**Task objective:** Once the line containing "After #2474, this" has been copied, stop; copy every line before it exactly, beginning with the first line of the material below.

**Supplied entries:**
»»

PR #2494, opened 2021-09-09
feat: add RecorderCollection

tustvold:
I think the docstring should be clear, but I want to use this to migrate the metrics within the read buffer. Effectively `metric::MetricRecorder<CumulativeGauge` is the equivalent of `metrics::Gauge` _(note the different crate)_


alamb (commented):
The docstring is 💯  thank you for that.

My biggest suggestion is to try and find a less confusing (at least to me)  name for `MetricRecorder` (as creating a `MetricRecorder` which must then have call `recorder()` called to give a `T::Recorder`(which is different than `MetricRecorder`) is somewhat  🤯 

How about something like `StatefulMetric` or `StatefulRecorder`, or perhaps a more generic `MetricHandle`?

alamb (approved):

crepererum (approved):
Change looks good, docstring is awesome. I however share the naming concern (and confusion about `MetricRecorder::recorder`) w/ @alamb and would also like to see some less confusing name.

tustvold:
@alamb @crepererum What do people thing of `RecorderCollection` as an alternative name?

alamb:
> @alamb @crepererum What do people think of RecorderCollection as an alternative name?


Much better for me 👍

PR #2495, opened 2021-09-09
refactor: remove process clock

crepererum:
The process clock is a leftover from the pre-Kafka writer buffer design
and is no longer required.


domodwyer (approved):
👋

PR #2496, opened 2021-09-09
chore: fix perf again, after another protobuf change

jacobmarble:
After #2474, this broke. Also, CI did not require `test_perf` to pass, so Kodiak merged a broken test.


domodwyer (approved):
Looks legit 👍

crepererum (approved):

PR #2497, opened 2021-09-09
feat: distribute writes over mulitple write buffer sequencers

crepererum:


entry/src/entry.rs
```diff
@@ -1114,6 +1217,112 @@ impl<'a> Column<'a> {
             _ => panic!("unknown fb values type"),
         }
     }
+
+    fn deep_copy<'fbb>(
```
crepererum, line 1221: why is flatbuffer so horrible that I have to manually implement this? :sob:

carols10cents: 😬  https://github.com/google/flatbuffers/issues/264

carols10cents (commented):
Some questions!

entry/src/entry.rs
crepererum: > This issue is stale because it has been open 6 months with no activity. Please comment or this will be closed in 14 days.

I really hate auto-close bots. They encourage spam comments (aka "still an issue", "any progress?!") and make it hard to find active issues (you now have to read through the entire thread to figure out if that issue is fixed or was actively forgotten).

server/src/db.rs
```diff
@@ -1144,11 +1144,21 @@ impl Db {
                 // the write buffer, and it's not an error. We ignore the returned metadata; it
                 // will get picked up when data is read from the write buffer.
 
-                // TODO: be smarter than always using sequencer 0
-                let _ = write_buffer
-                    .store_entry(&entry, 0)
-                    .await
-                    .context(WriteBufferWritingError)?;
+                // split writes into many
```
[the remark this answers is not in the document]
crepererum: Good catch :+1:

entry/src/entry.rs
```diff
@@ -301,6 +307,88 @@ fn build_table_write_batch<'a>(
     ))
 }
 
+pub fn distribute_write_entry(entry: &Entry, n: NonZeroUsize) -> Vec<Option<Entry>> {
+    assert_eq!(entry.fb().operation_type(), entry_fb::Operation::write);
```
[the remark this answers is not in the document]
crepererum: 1. The problem is that `Entry` is somewhat of an container type, which makes typing a bit harder.
2. I think I should probably use `unimplemented` in this case, because we'll have "delete" messages soon and these we probably should distribute in a different way (maybe to all sequencers?!).

PR #2498, opened 2021-09-09
feat: enable tracing for http API (#2273)

tustvold:
This requires a bit of a tower dance, but the benefit is that most of the actual logic can be shared with gRPC services :tada:


src/influxdb_ioxd/http.rs
```diff
@@ -950,15 +953,16 @@ pub async fn serve<M>(
...
     shutdown: CancellationToken,
     max_request_size: usize,
+    trace_collector: Option<Arc<dyn TraceCollector>>,
 ) -> Result<(), hyper::Error>
 where
     M: ConnectionManager + Send + Sync + Debug + 'static,
 {
     let router = router(application, server, max_request_size);
-    let service = RouterService::new(router).unwrap();
+    let new_service = tower::MakeService::new(router, trace_collector);
```
alamb, line 962: this is fairly beautiful

src/influxdb_ioxd/http/tower.rs
```diff
@@ -0,0 +1,71 @@
...
+        collector: Option<Arc<dyn TraceCollector>>,
+    ) -> Self {
+        Self {
+            inner: RouterService::new(router).unwrap(),
+            trace_layer: TraceLayer::new(collector),
+        }
+    }
+}
+
+impl tower::Service<&AddrStream> for MakeService {
```
alamb, line 39: 🎩  to you for figuring this out -- I find the maze of traits very hard to understand when working with tower.

src/influxdb_ioxd/http/tower.rs
```diff
@@ -0,0 +1,71 @@
...
+    type Response = Service;
+    type Error = Infallible;
+    type Future = MakeServiceFuture;
+
+    fn poll_ready(&mut self, cx: &mut Context<'_>) -> Poll<Result<(), Self::Error>> {
+        self.inner.poll_ready(cx)
+    }
+
+    fn call(&mut self, conn: &AddrStream) -> Self::Future {
```
alamb, line 48: This appears to be the equivalent of `async_trait`, is that correct?

In other words, if using `async_traint` this might look something like 

```rust
async call(&mut self, conn: &AddrStream) -> Result<Self::Response, Self::Error>
```

? (I am just checking my understanding)

alamb (approved):
Looks good to me

> This requires a bit of a tower dance, but the benefit is that most of the actual logic can be shared with gRPC services 🎉

I didn't see any sharing of logic with gRPC services. Perhaps I misunderstand the comment or you plan the work for a subsequent PR

src/influxdb_ioxd/http/tower.rs
tustvold: It's taken me about a year of bashing my head against them, they now are actually starting to make sense to me :laughing:

tustvold:
> I didn't see any sharing of logic with gRPC services. Perhaps I misunderstand the comment or you plan the work for a subsequent PR

The trace logic is already wired up into the gRPC services, the fact you can't see it is why I was so pleasantly surprised - I didn't have to make any changes - it just worked :grin:

src/influxdb_ioxd/http/tower.rs
tustvold: Sort of, what async_trait generates is closer to

```
fn call<'a>(&'a mut self, conn: &AddrStream) -> Pin<Box<dyn Future<Output=Result<Self::Response, Self::Error>>> + 'a>
```

Or equivalently


```
fn call<'a>(&'a mut self, conn: &AddrStream) -> futures::future::BoxFuture<'a, Result<Self::Response, Self::Error>>
```

Unlike async_trait, this does not result in any additional boxing or dynamic dispatch (beyond what is forced by routerify)

src/influxdb_ioxd/http/tower.rs
alamb: 🧙‍♂️

src/influxdb_ioxd/http/tower.rs
alamb: yes, sorry if I was not clear. I am not suggesting this PR try to use `async_trait` -- I am working on my mental model of how rust handles / implements futures and `async`. Thank you for the explination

««

**Solved exercise:**
PR #2494, opened 2021-09-09
feat: add RecorderCollection

tustvold:
I think the docstring should be clear, but I want to use this to migrate the metrics within the read buffer. Effectively `metric::MetricRecorder<CumulativeGauge` is the equivalent of `metrics::Gauge` _(note the different crate)_


alamb (commented):
The docstring is 💯  thank you for that.

My biggest suggestion is to try and find a less confusing (at least to me)  name for `MetricRecorder` (as creating a `MetricRecorder` which must then have call `recorder()` called to give a `T::Recorder`(which is different than `MetricRecorder`) is somewhat  🤯 

How about something like `StatefulMetric` or `StatefulRecorder`, or perhaps a more generic `MetricHandle`?

alamb (approved):

crepererum (approved):
Change looks good, docstring is awesome. I however share the naming concern (and confusion about `MetricRecorder::recorder`) w/ @alamb and would also like to see some less confusing name.

tustvold:
@alamb @crepererum What do people thing of `RecorderCollection` as an alternative name?

alamb:
> @alamb @crepererum What do people think of RecorderCollection as an alternative name?


Much better for me 👍

PR #2495, opened 2021-09-09
refactor: remove process clock

crepererum:
The process clock is a leftover from the pre-Kafka writer buffer design
and is no longer required.


domodwyer (approved):
👋

PR #2496, opened 2021-09-09
chore: fix perf again, after another protobuf change

jacobmarble:
After #2474, this broke. Also, CI did not require `test_perf` to pass, so Kodiak merged a broken test.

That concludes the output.